DiseaseSignal
Infection & Immunity

The five-step checklist that cut central-line bloodstream infections

2026-07-18 · 2 sources · 2 citations · 293 words

Some of the biggest gains against deadly infections came not from a new antibiotic but from making clinicians reliably do five things already known to work.

What the study found

In a 2006 New England Journal of Medicine study, more than 100 intensive-care units in Michigan adopted a set of five evidence-based steps for inserting central venous catheters (central lines) — hand hygiene, full-barrier precautions, chlorhexidine skin antisepsis, avoiding the femoral insertion site when possible, and removing lines that are no longer needed — supported by a checklist and a unit safety program. Rates of catheter-related bloodstream infection fell substantially, and the reduction was sustained over the study period.

Why it matters

Central lines are lifelines in critical care, but they are also a direct route for bacteria into the bloodstream, and the resulting infections are dangerous and costly. The striking part of this result is that the individual steps were already known to work; the intervention was a system for making them happen every time.

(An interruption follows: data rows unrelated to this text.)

PR #3559, opened 2022-08-19
Freehand line: cancel edits on deselect

### LINKED ISSUE #3558: Freehand Line: Edit/Correction feature acts strangely if interrupted
## UI/UX Bug on Experimental Feature

Follows #3446, specifically **issue 2** in [this review](https://github.com/zooniverse/front-end-monorepo/pull/3446#pullrequestreview-1073048576)

Context: in PR 3446, we modified the (experimental) Freehand Drawing Line tool, allowing users to edit a selected segment of the freehand line (FHL).

Problem: **the correction feature acts very strangely if interrupted.**

Details:
- The edit/correction works perfectly if user does all the following: 1. create FHL mark, 2. double click on FHL to place start point, 3. click on FHL to place end point, 4. drag start point draw new segment... 5. ...drag to end point to complete/confirm new segment
- If the users encounters an interruption during steps 2 to 4 (the "editing" stage), the mark becomes "unstable"
- An interruption is any of the following:
  - User clicks on the canvas, triggering the "draw new FHL" action (very easy to accidentally do)
  - User changes the active Drawing Tool
  - User selects another existing mark
- "Unstable" can mean any of the following:
  - FHL mark stays in editing mode, even though this isn't a valid state to finish on
  - FHL starts "shrinking" due to confusion over what's the "current" selected segment
  - FHL is broken into multiple segments (difficult to replicate)
- **(special case)** If a user has already placed the Start and End marks for the segment, and then proceeds to _click on the FHL mark again,_ the FHL mark gets very confused as to which bits are selected, especially if you _alternately_ click on the sections before the Start/after the End mark.

### Status

Low to medium priority, because while this definitely a problem that borks UI/UX and the data submitted, (1) the FHL still works if the user follows exact procedures, and (2) the FHL is still an experimental tool.

Low urgency since no active project (i.e. Correct-A-Cell) is using FHL's edit/correction feature at the moment.

Automatically assigned to Jim as a follow up to 3446, but please un-assign if you have other things on your place 👌

eatyourgreens:
- copy the current line path to `mark.originalPoints` before cutting a freehand line.
- listen to changes in the `active` prop and restore the original line when `active` is false (when the line loses focus.)

## Package
lib-classifier

- closes #3558.

## How to Review
Draw a freehand line, start to edit  it then try selecting another mark, or switching to a different drawing tool. On this branch, switching away from a line should cancel editing and restore the original line.

https://user-images.githubusercontent.com/59547/185629689-98efd437-37cf-4e61-8b82-02097e6ebdb6.mov

# Checklist

## General

## General UX

## Bug Fix
- [ ] The bug is fixed

### DIFF
--- a/packages/lib-classifier/src/plugins/drawingTools/experimental/components/FreehandLine/FreehandLine.js
+++ b/packages/lib-classifier/src/plugins/drawingTools/experimental/components/FreehandLine/FreehandLine.js
@@ -56,6 +56,12 @@ function FreehandLine({ active, mark, onFinish, scale }) {
     (point, index) => index === 0 ? `M ${point.x},${point.y}` : `L ${point.x},${point.y}`
   ).join(' ')
 
+  if (clippedPath && !active) {
+    mark.setCoordinates(mark.originalPath)
+    mark.setClipPath([])
+    cancelEditing()
+  }
+
   if (editing && !dragPoint) {
     cancelEditing()
   }
--- a/packages/lib-classifier/src/plugins/drawingTools/experimental/models/marks/FreehandLine/FreehandLine.js
+++ b/packages/lib-classifier/src/plugins/drawingTools/experimental/models/marks/FreehandLine/FreehandLine.js
@@ -107,6 +107,7 @@ const FreehandLineModel = types
   .volatile(self => ({
     clipPath: types.array(SingleCoord),
     dragPoint: types.maybeNull(SingleCoord),
+    originalPath: types.array(SingleCoord),
     targetPoint: types.maybeNull(SingleCoord)
   }))
   .actions((self) => ({
@@ -122,7 +123,7 @@ const FreehandLineModel = types
     },
 
     setCoordinates(points) {
-      self.points = points
+      self.points = points.map(({ x, y }) => ({ x, y }))
     },
 
     move() {
@@ -160,6 +161,7 @@ const FreehandLineModel = types
       const deleteCount = targetIndex - dragIndex - 1
       const distFromEnd = self.points.length - targetIndex - 1
       const spansStartPoint = self.isClosed && (distFromEnd + dragIndex) < deleteCount
+      self.originalPath = self.points.map(({ x, y }) => ({ x, y }))
       if (!spansStartPoint) {
         /*
         Segment lies entirely within the line path, so splice points


shaunanoordin (commented):
## PR Review

Package: `lib-classifier`
Affects: experimental Freehand Line drawing tool
Fixes #3558 

This PR fixes (or _partially fixes,_ see below ⚠️ ) an issue, where, if

- Video 1 below shows the problem in action. Attempting to edit a FHL mark (by placing an edit segment start/end markers) and then interrupting the process (by clicking elsewhere on the image) does NOT undo the in-the-process-of-editing state of the mark. The mark appears "broken".
- Video 2 (0:08 to 0:16) shows the fix in action. Interrupting the edit process now simply resets the FHL mark. 👍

Analysis — the pattern we're watching

Read across the field, a pattern stands out (this is analysis, not a single claim): a large share of progress against healthcare-associated infection has come from reliability engineering — checklists, care bundles, and safety culture — rather than from new molecules. The same "make the known thing happen consistently" logic recurs in sepsis bundles and surgical safety checklists. An active, still-evolving direction is layering these process gains onto better diagnostics and materials, such as antimicrobial-coated catheters, though how much each added layer contributes on its own is still debated.

What's still uncertain

This was a large real-world program, not a blinded drug trial; results can vary with local practice, staffing, and how faithfully the steps are followed. Sustaining gains over years, and separating the effect of the checklist itself from the broader safety culture around it, remain active questions.